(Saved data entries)

Start of Block

PR #817, opened 2024-02-08
tests: Replace clock counting with counting scanned bytes

Snild-Sony:
Follow-up to #789, this PR replaces `clock()` in a test case with counting the number of scanned bytes instead. This will avoid the risk of timing-/performance-based flakiness, and avoid problems caused by low CLOCKS_PER_SEC on certain platforms.

The first patch replaces `g_parseAttempts` with `g_bytesScanned`. The second patch uses the new value to replace `clock()`.

### DIFF
--- a/expat/tests/basic_tests.c
+++ b/expat/tests/basic_tests.c
@@ -5774,19 +5774,17 @@ START_TEST(test_varying_buffer_fills) {
                 fillsize[2], fillsize[3]);
     XML_Parser parser = XML_ParserCreate(NULL);
     assert_true(parser != NULL);
-    g_parseAttempts = 0;
 
     CharData storage;
     CharData_Init(&storage);
     XML_SetUserData(parser, &storage);
     XML_SetStartElementHandler(parser, start_element_event_handler);
 
+    g_bytesScanned = 0;
     int worstcase_bytes = 0; // sum of (buffered bytes at each XML_Parse call)
-    int scanned_bytes = 0;   // sum of (buffered bytes at each actual parse)
     int offset = 0;
     while (*fillsize >= 0) {
       assert_true(offset + *fillsize <= document_length); // or test is invalid
-      const unsigned attempts_before = g_parseAttempts;
       const enum XML_Status status
           = XML_Parse(parser, &document[offset], *fillsize, XML_FALSE);
       if (status != XML_STATUS_OK) {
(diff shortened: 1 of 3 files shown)


expat/tests/basic_tests.c
```diff
@@ -5220,84 +5214,68 @@ START_TEST(test_big_tokens_take_linear_time) {
...
+      if (g_bytesScanned > max_scanned) {
+        const unsigned pushed
+            = (unsigned)strlen(text[i].pre) + (f + 1) * fillsize;
+        fprintf(
+            stderr,
+            "after %d/%d loops: pushed=%u scanned=%u (factor ~%.2f) max_scanned: %u (factor ~%u)\n",
+            f + 1, fillcount, pushed, g_bytesScanned,
+            g_bytesScanned / (double)pushed, max_scanned, max_factor);
+        past_max_count++; // used to allow a few logs, so the trend is clear
+        assert_true(past_max_count < 5);
```
hartwork, line 5260: - I'm not sure what a "log" would be in this context, and I don#t yet get the idea of this counter. Please help me understand.
- The error message could be printed if `g_bytesScanned > max_scanned` and `past_max_count < 4`. I'd expect that we want a test that is all silent unless there is a test failure, and at least superficially this block of code seems to violate that approach. I did not see the error message in practice, but it would be nice if I am the last person to wonder about this.

hartwork (changes requested):
@Snild-Sony thanks for working on CI stability! For a green CI, please rebase onto #818 before or after merge. There is also one thing below, where I would like to understand things better and where maybe a small adjustment would help:

expat/tests/basic_tests.c
Snild-Sony: I want to get a few of those "after x/y loops" logs out to make the quadratic behavior clearer on failure. Try removing the early `return` on line 5227 for an example.

If we ever enter this block, the test _will_ fail: either after 5 prints of that log, or by the same check on line 5272. Technically, the 5-times rule isn't needed for correctness; only for making the test fail within a reasonable amount of time. Again, try removing the early `return` along with this early failure and see how long you have to wait -- I'll be very impressed if you have the patience to let the test finish. ;)

hartwork: @Snild-Sony thanks for elaborating, makes more sense now. I think part of my earlier confusion was a language thing because "log" to me is either a noun for a whole log or a verb, while you use "log" here for "log entries" or for a nounified verb in plural form… Maybe "loggings" (as in actions) might have been clear to me.

So the added complexity is to only produce 5 lines of logging output rather than 100 per chunk size and to exit early on sure soon failure, I see.

My vote for adding a comment that `assert_true(past_max_count < 5);` is about exiting the test early rather than about test correctness: it is not a "classic test assertion", right? Maybe it should not even be an assert then but `if (xxxxxx) fail(...)` with a self-explaining error message.

hartwork (changes requested):

hartwork (approved):
@Snild-Sony thanks for the adjustments and for improving CI stability :+1:

PR #818, opened 2024-02-08
Get clang-format CI back in sync

hartwork:
CC @Snild-Sony

### DIFF
--- a/expat/lib/xmlparse.c
+++ b/expat/lib/xmlparse.c
@@ -210,7 +210,7 @@ typedef char ICHAR;
 #endif
 
 /* Round up n to be a multiple of sz, where sz is a power of 2. */
-#define ROUND_UP(n, sz) (((n) + ((sz)-1)) & ~((sz)-1))
+#define ROUND_UP(n, sz) (((n) + ((sz) - 1)) & ~((sz) - 1))
 
 /* Do safe (NULL-aware) pointer arithmetic */
 #define EXPAT_SAFE_PTR_DIFF(p, q) (((p) && (q)) ? ((p) - (q)) : 0)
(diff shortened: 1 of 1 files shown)


Snild-Sony:
I don't think it's worth going back, but for the future: maybe be a little slower in upping the clang-format version?

Ubuntu's repos are further behind: their clang-format is 14.something, and we can't wait for that. Upstream, AFAICT, [17.0.1 is the latest release](https://releases.llvm.org/download.html) -- and apt.llvm.org publishes only up to clang-format-17.

This means that it's a little difficult to check correctness locally with apply-clang-format.sh.

I assume your distro is on the bleeding edge, publishing pre-release clang-format, and you therefore don't have the same problem?

Snild-Sony (approved):
The change itself looks fine.

hartwork:
> I don't think it's worth going back, but for the future: maybe be a little slower in upping the clang-format version?

@Snild-Sony you have a point, clang-format 18 moving now is not what I expected since clang 19 is in development already. Past commit fc0b026ce5d1d73bdbd8d120b9b715007f5174c5 would now enable us to drop back to clang-format 17 if we wanted to. Let's get this merged for a baby step and then go clang-format 17 after #817 depending on your replies below:

> Ubuntu's repos are further behind: their clang-format is 14.something, and we can't wait for that. Upstream, AFAICT, [17.0.1 is the latest release](https://releases.llvm.org/download.html) -- and apt.llvm.org publishes only up to clang-format-17.

That page is out-of-sync then(?), the clang-format 18.1.0 that CI is using is from apt.llvm.org.

> This means that it's a little difficult to check correctness locally with apply-clang-format.sh.

True. What Linux distro are you on again and what's the most recent clang that you have easy access to? (If Ubuntu jammy 22.04 with stone age Clang 14, then apt.llvm.org would be good to add/activate for some recent Clang in any case.)

> I assume your distro is on the bleeding edge, publishing pre-release clang-format, and you therefore don't have the same problem?

hartwork:
> I assume your distro is on the bleeding edge, publishing pre-release clang-format, and you therefore don't have the same problem?

@Snild-Sony I'm in fact affected myself also, I used copy-n-paste from CI to create this pull request.
```console
# clang-format --version
clang-format version 18.0.0git8d817f64
```
Here's what's available in Gentoo right now:
```console
# eix -e clang | head -n 7
[?] sys-devel/clang
     Available versions:  
     (15)   15.0.7-r3(15/15g1)^t
     (16)   16.0.6(16/16)^t
     (17)   17.0.6(17/17)^t
     (18)   **18.1.0_rc1(18/18)^t **18.1.0_rc2(18/18)^t
     (19)   **19.0.0_pre20240127(19/19.0.0_pre20240127)^t **19.0.0_pre20240203(19/19.0.0_pre20240203)^t **19.0.0.9999(19/19.0.0.9999)*l^t
```
I haven't upgraded to 18.1.0_rc2 yet, but `_rc2` may produce different formatting.

PR #819, opened 2024-02-09
Fix compiler warnings

th1722:
> In file included from ./../lib/internal.h:149,
>                  from codepage.c:38:
> ./../lib/expat.h:1045:5: warning: "XML_GE" is not defined, evaluates to 0 [-Wundef]
>  1045 | #if XML_GE == 1
>       |     ^~~~~~
> ./../lib/internal.h:158:5: warning: "XML_GE" is not defined, evaluates to 0 [-Wundef]
>   158 | #if XML_GE == 1
>       |     ^~~~~~

### DIFF
--- a/expat/lib/expat.h
+++ b/expat/lib/expat.h
@@ -1042,7 +1042,7 @@ typedef struct {
 XMLPARSEAPI(const XML_Feature *)
 XML_GetFeatureList(void);
 
-#if XML_GE == 1
+#if defined(XML_GE) && XML_GE == 1
 /* Added in Expat 2.4.0 for XML_DTD defined and
  * added in Expat 2.6.0 for XML_GE == 1. */
 XMLPARSEAPI(XML_Bool)
--- a/expat/lib/internal.h
+++ b/expat/lib/internal.h
@@ -155,7 +155,7 @@ extern "C" {
 void _INTERNAL_trim_to_complete_utf8_characters(const char *from,
                                                 const char **fromLimRef);
 
-#if XML_GE == 1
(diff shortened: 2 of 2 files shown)


hartwork (commented):
@th1722 thanks for bringing this up, let me think about this more.

hartwork (changes requested):
@th1722 after thinking more about this, my impression is that we can and should address that warning but that we need a different fix: `expat_config.h` defines all sorts of things and starting to pull `expat_config.h` into `expat.h` could affect and break compilation of applications/libraries using Expat, which is a problem. `expat.h` already contained `#ifdef XML_ATTR_INFO` for a long time, and when code using Expat needs these features, they include `<expat_config.h>` before `<expat.h>` and things work. I understand that this will not win prices in purism but I'm afraid that adding this include is just not something we can do. Would you be up for adjusting this pull request in a direction where:
- the added include is reverted
- `#if XML_GE == 1` is replaced by `#if defined(XML_GE) && XML_GE == 1` to address the warning
- All of that in one single commit for the whole pull request

What do you think?

hartwork:
> > * All of that in one single commit for the whole pull request
> >
> > [..]
> 
> All right. I will fix like that.

@th1722 thanks! The single commit part has not been applied though. You could squash the two commits (e.g. using `git rebase -i HEAD~2` or I could merge this as a squash merge. I'm good with either, which do you prefer?

hartwork (approved):
@th1722 thanks for the pull request and the adjustents :+1:

PR #826, opened 2024-02-16
Avoid writing to the bytesScanned counter outside of tests.

vslashg:
When used in multi-threaded programs, expat will create data races by performing unsynchronized writes to the same `g_bytesScanned` variable.  This causes no problems in execution, but is technically illegal and causes thread sanitizers, such as clang TSAN, to complain.

### DIFF
--- a/expat/tests/basic_tests.c
+++ b/expat/tests/basic_tests.c
@@ -5234,7 +5234,8 @@ START_TEST(test_big_tokens_scale_linearly) {
     set_subtest("text=\"%saaaaaa%s\"", text[i].pre, text[i].post);
 
     // parse the start text
-    g_bytesScanned = 0;
+    unsigned int bytes_scanned = 0;
+    g_bytesScanned = &bytes_scanned;
     status = _XML_Parse_SINGLE_BYTES(parser, text[i].pre,
                                      (int)strlen(text[i].pre), XML_FALSE);
     if (status != XML_STATUS_OK) {
@@ -5248,7 +5249,7 @@ START_TEST(test_big_tokens_scale_linearly) {
       if (status != XML_STATUS_OK) {
         xml_failure(parser);
       }
-      if (g_bytesScanned > max_scanned) {
+      if (bytes_scanned > max_scanned) {
         // We're not done, and have already passed the limit -- the test will
         // definitely fail. This block allows us to save time by failing early.
         const unsigned pushed
@@ -5256,8 +5257,8 @@ START_TEST(test_big_tokens_scale_linearly) {
         fprintf(
             stderr,
             "after %d/%d loops: pushed=%u scanned=%u (factor ~%.2f) max_scanned: %u (factor ~%u)\n",
-            f + 1, fillcount, pushed, g_bytesScanned,
-            g_bytesScanned / (double)pushed, max_scanned, max_factor);
+            f + 1, fillcount, pushed, bytes_scanned,
+            bytes_scanned / (double)pushed, max_scanned, max_factor);
         past_max_count++;
         // We are failing, but allow a few log prints first. If we don't reach
         // a count of five, the test will fail after the loop instead.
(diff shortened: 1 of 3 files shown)


hartwork (commented):
@vslashg thanks for bringing this up, and interesting approach. @Snild-Sony what do you think?

PS: clang-format has one complaint at https://github.com/libexpat/libexpat/actions/runs/7932769440/job/21670535171?pr=826#step:4:109 .

hartwork:
@vslashg @Snild-Sony PS: I re-checked that CMake compiles a separate copy for libexpat and the test suite while Autotools does not (yet) do that. If we hid away that code behind a macro `XML_TEST_SUITE` and make Autotools also compile the code twice, would it also fully address this problem?

expat/tests/basic_tests.c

End of Block

» **Exercise**: Filter the records above, keeping each line that contains the word "produce".

» **Completed exercise**:
So the added complexity is to only produce 5 lines of logging output rather than 100 per chunk size and to exit early on sure soon failure, I see.
I haven't upgraded to 18.1.0_rc2 yet, but `_rc2` may produce different formatting.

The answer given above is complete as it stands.